I primi quattro scontri si giocano a cavallo del secondo conflitto mondiale.

E’ il 27 febbraio 1938 quando la Samb di Lucio Palestini fa sua la gara al “Ballarin” contro l’ Interamnia Teramo, 3-0.

Sugli scudi il forte portiere locale Pietro Cosignani (futuro suocero di un altro grande rossoblu, Nicola Ripa) che para un calcio di rigore battuto da Stante.

Nonostante l’assenza del terzino Giovanni Calabresi la Samb ottiene il successo grazie alle reti nella ripresa di Assenti (detto “muse nere”) dopo 10’, di Ulissi di testa un minuto dopo e di “litturina” Lazzari a venti minuti dal termine che batte di testa l’estremo difensore teramano Guizzardi.

L’11 ottobre 1940 gli abruzzesi vincono 2-1, in una stagione sfortunata per i rossoblù che, a causa della guerra, per la limitatezza dei mezzi economici e per la chiamata alle armi, devono abbandonare il torneo.

Dopo la fine del conflitto i rossoblù collezionano due vittorie: 1-0 in quella del 9 febbraio 1947 quando allenati da Antonio Moretti stabiliscono un record imbattibile, quello di vincere TUTTE le gare in casa; e quella del 1° febbraio 1948 3-0 con le reti di Di Teodoro al 35pt, Flammini all’8st, e di Ferrari al 35st che realizza dopo un fraseggio con l’allenatore-giocatore Alfredo Notti.

L’incontro si gioca sotto una leggera pioggia e vede il ritorno in campo, dopo un lungo infortunio, di Marcello Flammini.

In quella valorosa squadra ci sono anche Poliandri, Taffoni, Brignone e Paci “Barò”.

Si dovranno attendere più di 43 anni per dare vita ad un altro scontro.

14 settembre 1980 – Coppa Italia serie C – Samb-Teramo. In piedi da sx: Zenga, Bogoni, Bacci, Cavazzini, Corvasce, Cagni. Accosciati da sx: Ceccarelli, Massi, Perrotta, Ranieri, Speggiorin Fabiano.

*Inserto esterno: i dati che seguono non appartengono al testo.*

PR #1705, opened 2023-12-14
Feature/sg 1277 depth estimation dataset support

shaydeci:
- Base class for depth estimation dataset.
- NYUv2 Depth Estimaiton dataset class + subset of examples for testing.
- DepthEstimationSample + PipelineAdapteor support for it.
- Unit tests and Albumentations integration test.


src/super_gradients/training/samples/depth_estimation_sample.py
```diff
@@ -0,0 +1,35 @@
...
+    :param image:              np.ndarray, Image of [H, W, (C if colorful)] shape.
+    :param depth_map:          Depth map of [H, W] shape.
+    """
+
+    __slots__ = ["image", "depth_map"]
+
+    image: np.ndarray
+    depth_map: np.ndarray
+
+    def __init__(self, image: np.ndarray, depth_map: np.ndarray):
```
BloodAxe, line 24: With depth estimation there is one important nuance that should be explicitly taken care of which is invalid areas in the target depth map.
Historically, a monocular depth estimation datasets were obtained from the stereo setup. By computing disparity map between two cameras authors came up with a depth map. However stereo matching inherently is noisy process and due to the occlusion there may be some areas that cannot be estimated. 

And to account for that often these "invalid" regions has some magic value in those pixel values. (This is dataset specific and could be anything - -1, nan, inf, 0 - whatever basically).

So we should respect this value. It is important to keep track of this value as it is also should be considered in loss and metric. So I suggested use a "nan" value and document this in both dataset and depth sample that non-finite values in depth map correspond to ignored values.

Similary a specific dataset class (NYU or any other) should take care of converting their internal depth representation format to our and mask those invalid regions as nans.

BloodAxe: The motivation of using "nan" is simple - any math operation `x op nan` would produce `nan` so we don't have to worry about spatial operations like resize (I'm theoretizing here actually, we need to check)

ofrimasad: Deliberately introducing NaNs into the code is not a good practice. 
They are sneaky and have a tendency to slowly spread. 
You multiply by NaN, and you get a NaN. You then sum and get NaN, then your gradients have NaN, and only after ten epochs everything collapse.

src/super_gradients/common/object_names.py
```diff
@@ -424,6 +424,7 @@ class Datasets:
     PASCAL_VOC_AND_AUG_UNIFIED_DATASET = "PascalVOCAndAUGUnifiedDataset"
     COCO_KEY_POINTS_DATASET = "COCOKeypointsDataset"
     COCO_POSE_ESTIMATION_DATASET = "COCOPoseEstimationDataset"
+    NYUV2DATASET = "NYUv2Dataset"
```
ofrimasad, line 427: please add the word "depth" to the name

src/super_gradients/training/samples/depth_estimation_sample.py
BloodAxe: I we document properly that nan correspond to invalid region and respect this value in loss and metric we should be good I think 
The alternative is to either have a validity_mask or explicit invalid_value in the sample object. Which frankly would make things more complicated as now one have to pass two objects to loss and metric classes (depth targets and valid_mask/invalid_value)

src/super_gradients/training/datasets/depth_estimation_datasets/abstract_depth_estimation_dataset.py
```diff
@@ -0,0 +1,86 @@
...
+        random_index = random.randrange(0, num_samples)
+        return self.load_sample(random_index)
+
+    def __getitem__(self, index: int) -> DepthEstimationSample:
+        sample = self.load_sample(index)
+        for transform in self.transforms:
+            sample = transform.apply_to_sample(sample)
+        return sample
+
+    def plot(self, max_samples_per_plot: int = 8, n_plots: int = 1, plot_transformed_data: bool = True):
```
ofrimasad, line 48: There are a few coloring schemes for depth estimation (for some reason).
Lets allow the user to pass a coloring scheme here (you can implement only one for now):
- BLUE_TO_YALLOW (viridis)
- ORANGE_TO_PURPLE (plasma inverted)
- RAINBOW (rainbow)

src/super_gradients/training/transforms/depth_estimation/abstract_depth_estimation_transform.py
```diff
@@ -0,0 +1,22 @@
...
+        """
+        Apply transformation to given depth estimation sample.
+        Important note - function call may return new object, may modify it in-place.
+        This is implementation dependent and if you need to keep original sample intact it
+        is recommended to make a copy of it BEFORE passing it to transform.
+
+        :param sample: Input sample to transform.
+        :return:       Modified sample (It can be the same instance as input or a new object).
+        """
+        raise NotImplementedError()
```
ofrimasad, line 22: don't we also want to have `__call__(self, sample: DepthEstimationSample) -> DepthEstimationSample:` ?

ofrimasad (commented):
very nice. 
a few minor comments

src/super_gradients/training/transforms/depth_estimation/abstract_depth_estimation_transform.py
shaydeci: Thre's actually no reason to keep apply_Sample for depth estimation (this is used in our other legact transforms for other tasks since we introduced their respective mixin, in order to handle the newly introduces sample classes).
Moved to __ call __ in dddf9d35e5954a6aa379d3ec3e3adc8fb7cf6f65

src/super_gradients/training/samples/depth_estimation_sample.py
shaydeci: @BloodAxe and I agreed this would be taken care of in the inheriting classes load_sample methods.
I am keepingthe code as is for now as this preprocessed version of NYUv2 already excludes nans, infs and negative values.

src/super_gradients/training/datasets/depth_estimation_datasets/abstract_depth_estimation_dataset.py
shaydeci: sure. added in 2541c95c4caa5e132da97133c06feeb1632bb7b0

src/super_gradients/training/datasets/depth_estimation_datasets/abstract_depth_estimation_dataset.py
```diff
@@ -0,0 +1,88 @@
...
+
+                image, depth_map = sample.image, sample.depth_map
+
+                # Plot the image
+                axes[0, img_i].imshow(image)
+                axes[0, img_i].axis("off")
+                axes[0, img_i].set_title(f"Sample {index}")
+
+                # Plot the depth map side by side with the selected color scheme
+                axes[1, img_i].imshow(depth_map, cmap=color_scheme)
```
BloodAxe, line 79: What do you think about having a DepthVisualization class or something to have a method to generate a depth map visualization using cv2.colorMap? 
Why a method and not ax.imshow:
- We can have a single method to visualize depthmap that we can use in extreme batch callback, model.predict().show() and here in dataset.plot
- It would also mask invalid regions of the depth map (if it's a target) and render them with gray color
- For predictions/targets what I found very helpful is to drop 1-2% of the most extreme values on both ends of the spectrum of depth targets before normalizing depth to 0..255 range and then apply colormap. This way data outliers has less effect on the overall visualization

shaydeci: Good idea, added.

image

shaydeci: inverse + drop_extreme_percentage=5
image

src/super_gradients/training/utils/visualization/depth_estimation.py
```diff
@@ -0,0 +1,39 @@
...
+        """
+
+        # Drop extreme values
+        min_val = np.percentile(depth_map, drop_extreme_percentage)
+        max_val = np.percentile(depth_map, 100 - drop_extreme_percentage)
+        depth_map = np.clip(depth_map, min_val, max_val)
+
+        # Normalize to 0-255
+        depth_map_normalized = ((depth_map - min_val) / (max_val - min_val) * 255).astype(np.uint8)
+        if inverse:
```
BloodAxe, line 34: A few important aspects:
1) I beleive inversion should be done as 1 /  depth, this is how disparity map is defined
2) Usually when using direct depth for visualization a COLORMAP_VIRIDIS is fine choice
3) For disparity (inverse=True) a COLORMAP_MAGMA is a default choice (IDK why)
4) OpenCV uses BGR notation, so I think we should to BGR->RGB conversion at the very end

src/super_gradients/training/utils/visualization/depth_estimation.py
```diff
@@ -0,0 +1,39 @@
...
+        :param depth_map:               Input depth map as a NumPy array.
+        :param color_scheme:            OpenCV color scheme for the depth map visualization.
+        :param drop_extreme_percentage: Percentage of extreme values to drop.
+        :param inverse:                 Apply inversion (255 - depth_map) if True.
+
+        :return:                        Processed colormap of the depth map for visualization.
+        """
+
+        # Drop extreme values
+        min_val = np.percentile(depth_map, drop_extreme_percentage)
```
BloodAxe, line 28:
```
if drop_extreme_percentage > 0:
 min_val = np.percentile(depth_map, drop_extreme_percentage)
 max_val = np.percentile(depth_map, 100 - drop_extreme_percentage)
 depth_map = np.clip(depth_map, min_val, max_val)
```

src/super_gradients/training/utils/visualization/depth_estimation.py
```diff
@@ -0,0 +1,39 @@
...
+        max_val = np.percentile(depth_map, 100 - drop_extreme_percentage)
+        depth_map = np.clip(depth_map, min_val, max_val)
+
+        # Normalize to 0-255
+        depth_map_normalized = ((depth_map - min_val) / (max_val - min_val) * 255).astype(np.uint8)
+        if inverse:
+            depth_map_normalized = 255 - depth_map_normalized
+
+        # Apply colormap
+        colormap = cv2.applyColorMap(depth_map_normalized, color_scheme)
```
BloodAxe, line 38: At this point we should also fill invalid regions:
`colormap[ignored_areas] = (127, 127, 127)`

src/super_gradients/training/datasets/depth_estimation_datasets/abstract_depth_estimation_dataset.py
```diff
@@ -0,0 +1,111 @@
...
+        """
+        num_samples = len(self)
+        random_index = random.randrange(0, num_samples)
+        return self.load_sample(random_index)
+
+    def __getitem__(self, index: int) -> DepthEstimationSample:
+        sample = self.load_sample(index)
+        for transform in self.transforms:
+            sample = transform(sample)
+        return sample
```
BloodAxe, line 48: So we will be adding a collate function to go from `List[DepthEstimationSample]` to `images` and `targets`?

src/super_gradients/training/utils/visualization/depth_estimation.py
shaydeci: 3d38e6a39442e075789f4b1fdb95fdffe2f135d7 see updated

src/super_gradients/training/utils/visualization/depth_estimation.py
shaydeci: 3d38e6a39442e075789f4b1fdb95fdffe2f135d7

src/super_gradients/training/utils/visualization/depth_estimation.py
shaydeci: 3d38e6a39442e075789f4b1fdb95fdffe2f135d7

src/super_gradients/training/utils/visualization/depth_estimation.py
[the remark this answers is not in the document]
shaydeci: 3d38e6a39442e075789f4b1fdb95fdffe2f135d7

src/super_gradients/training/datasets/depth_estimation_datasets/abstract_depth_estimation_dataset.py
shaydeci: a4bcf66f64ff61c9968bee71706b12de2ac07033 accident, fixed

BloodAxe (approved):
LGTM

E’ il 24 marzo 1991 quando Samb e Teramo s’incontrano per la prima volta al “Riviera delle Palme”.

Siamo nel torneo di C2 vinto dal Chieti e dai rossoblù di mister Giorgio Rumignani.

I biancorossi di Gigi Del Neri in panca, lottano per la promozione e bloccano gli attacchi di Alvaro Zian e Pasqualino Minuti costringendo i marchigiani al pareggio ad “occhiali”, 0-0.

Passano altri 10 anni, ancora in C2, nella stagione che culmina con la promozione in C1 conquistata a Parma contro il Brescello.

E’ il 2 settembre 2001, prima giornata di campionato per la neo-promossa Samb di patron Gaucci e mister Giovanni Mei.

“Michelone” Sergi dopo 180 secondi fa esultare i tifosi rossoblù (quasi 6000 quella domenica gli spettatori al Riviera) con un gol di testa su cross di Massimiliano De Silvestro.

Un quarto d’ora più tardi, però, è il biancorosso di Valona Florian Myrtaj a battere Stefano Visi e compagni, correggendo un pallone di Margheriti sfuggito a Stefano Colantuono: 1-1.

Promosse entrambe in C1, le due compagini daranno vita a cinque scontri consecutivi nel Terzo Livello.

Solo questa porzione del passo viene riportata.